PR #1417, opened 2020-10-01
Kubernetes Profile

ben-toogood:
Implement a working zero-dep kubernetes profile.


asim:
Can you add a doc in docs/ as part of this to explain profiles and how the kubernetes profile works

--------------------

■ TASK GOAL
Type out the entries again, word for word.

■ OUTPUT OF THE EXERCISE
PR #1417, opened 2020-10-01
Kubernetes Profile

ben-toogood:
Implement a working zero-dep kubernetes profile.


asim:
Can you add a doc in docs/ as part of this to explain profiles and how the kubernetes profile works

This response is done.